#### The data

PR #2643, opened 2025-10-23
Further operations and improvements to Schema V2 library

josephschorr:
This PR enhances the schema v2 package with comprehensive support for arrow operations and traversal capabilities.

- Arrow Traversal and Visiting
- Functioned Arrow Support
- Arrow Flattening

### DIFF
--- a/pkg/schema/v2/operations.go
+++ b/pkg/schema/v2/operations.go
@@ -7,6 +7,23 @@ type Operation interface {
 	clone() Operation
 }
 
+// ArrowOperation is an interface implemented by all arrow-based operations (both standard and functioned arrows).
+// This includes ArrowReference, FunctionedArrowReference, ResolvedArrowReference, and ResolvedFunctionedArrowReference.
+type ArrowOperation interface {
+	Operation
+
+	// Left returns the relation on the resource (left side of the arrow).
+	Left() string
+
+	// Right returns the relation/permission on the subject (right side of the arrow).
+	Right() string
+
+	// Function returns the function type applied to the arrow.
+	// For standard arrows (->), this returns FunctionTypeAny.
+	// For functioned arrows (.any()/.all()), this returns the specific function type.
+	Function() FunctionType
+}
+
 // RelationReference is an Operation that is a simple relation, such as `permission foo = bar`.
 type RelationReference struct {
 	// relationName is the name of the relation or permission being referenced.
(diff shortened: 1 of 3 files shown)


pkg/query/build_tree.go
```diff
@@ -194,20 +194,20 @@ func (b *iteratorBuilder) buildIteratorFromOperation(p *schema.Permission, op sc
 
 		return NewExclusion(mainIt, excludedIt), nil
 
-	case *schema.FunctionedTuplesetOperation:
-		rel, ok := p.Parent().Relations()[perm.TuplesetRelation()]
+	case *schema.FunctionedArrowReference:
```
barakmich, line 197: It wasn't obvious to me that this is always supposed to be an arrow. I took it as a general function call, that happened to return arrows at the moment. Couldn't a functioned tupleset also be some sort of selection function, or multiple arrows (perhaps morphism style) or.... any number of things in the future?

pkg/schema/v2/convert.go
```diff
@@ -234,10 +234,10 @@ func convertChild(child *corev1.SetOperation_Child) (Operation, error) {
 		if err != nil {
 			return nil, err
 		}
-		return &FunctionedTuplesetOperation{
-			tuplesetRelation: childType.FunctionedTupleToUserset.GetTupleset().GetRelation(),
-			function:         functionType,
-			computedRelation: childType.FunctionedTupleToUserset.GetComputedUserset().GetRelation(),
+		return &FunctionedArrowReference{
```
barakmich, line 237: Oh, I see, this is so that it can be a flattened thing and fit with the ArrowOperation interface (which I dig) 

So I guess my suggestion is keeping the FunctionedTupleset construct around, with a way of converting it to the intersection arrow we've got, or simply calling it what it is -- an intersection arrow -- and punting on the function side of the schema language entirely (as we only have two functions at the moment).

pkg/query/build_tree.go
josephschorr: The standard tupleset is what we call arrows externally, so the functioned one was intended to be an arrow with different... functions. If we add another non-arrow construct in the future, we'd likely add a new proto message type

pkg/schema/v2/convert.go
josephschorr: See above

########

→ **Work to complete**: Nothing in the entries may be left out; each line is to be output exactly.

→ **Task output**:
PR #2643, opened 2025-10-23
Further operations and improvements to Schema V2 library

josephschorr:
This PR enhances the schema v2 package with comprehensive support for arrow operations and traversal capabilities.

- Arrow Traversal and Visiting
- Functioned Arrow Support
- Arrow Flattening

### DIFF
--- a/pkg/schema/v2/operations.go
+++ b/pkg/schema/v2/operations.go
@@ -7,6 +7,23 @@ type Operation interface {
 	clone() Operation
 }
 
+// ArrowOperation is an interface implemented by all arrow-based operations (both standard and functioned arrows).
+// This includes ArrowReference, FunctionedArrowReference, ResolvedArrowReference, and ResolvedFunctionedArrowReference.
+type ArrowOperation interface {
+	Operation
+
+	// Left returns the relation on the resource (left side of the arrow).
+	Left() string
+
+	// Right returns the relation/permission on the subject (right side of the arrow).
+	Right() string
+
+	// Function returns the function type applied to the arrow.
+	// For standard arrows (->), this returns FunctionTypeAny.
+	// For functioned arrows (.any()/.all()), this returns the specific function type.
+	Function() FunctionType
+}
+
 // RelationReference is an Operation that is a simple relation, such as `permission foo = bar`.
 type RelationReference struct {
 	// relationName is the name of the relation or permission being referenced.
(diff shortened: 1 of 3 files shown)


pkg/query/build_tree.go
```diff
@@ -194,20 +194,20 @@ func (b *iteratorBuilder) buildIteratorFromOperation(p *schema.Permission, op sc
 
 		return NewExclusion(mainIt, excludedIt), nil
 
-	case *schema.FunctionedTuplesetOperation:
-		rel, ok := p.Parent().Relations()[perm.TuplesetRelation()]
+	case *schema.FunctionedArrowReference:
```
barakmich, line 197: It wasn't obvious to me that this is always supposed to be an arrow. I took it as a general function call, that happened to return arrows at the moment. Couldn't a functioned tupleset also be some sort of selection function, or multiple arrows (perhaps morphism style) or.... any number of things in the future?

pkg/schema/v2/convert.go
```diff
@@ -234,10 +234,10 @@ func convertChild(child *corev1.SetOperation_Child) (Operation, error) {
 		if err != nil {
 			return nil, err
 		}
-		return &FunctionedTuplesetOperation{
-			tuplesetRelation: childType.FunctionedTupleToUserset.GetTupleset().GetRelation(),
-			function:         functionType,
-			computedRelation: childType.FunctionedTupleToUserset.GetComputedUserset().GetRelation(),
+		return &FunctionedArrowReference{
```
barakmich, line 237: Oh, I see, this is so that it can be a flattened thing and fit with the ArrowOperation interface (which I dig) 

So I guess my suggestion is keeping the FunctionedTupleset construct around, with a way of converting it to the intersection arrow we've got, or simply calling it what it is -- an intersection arrow -- and punting on the function side of the schema language entirely (as we only have two functions at the moment).

pkg/query/build_tree.go
josephschorr: The standard tupleset is what we call arrows externally, so the functioned one was intended to be an arrow with different... functions. If we add another non-arrow construct in the future, we'd likely add a new proto message type

pkg/schema/v2/convert.go
josephschorr: See above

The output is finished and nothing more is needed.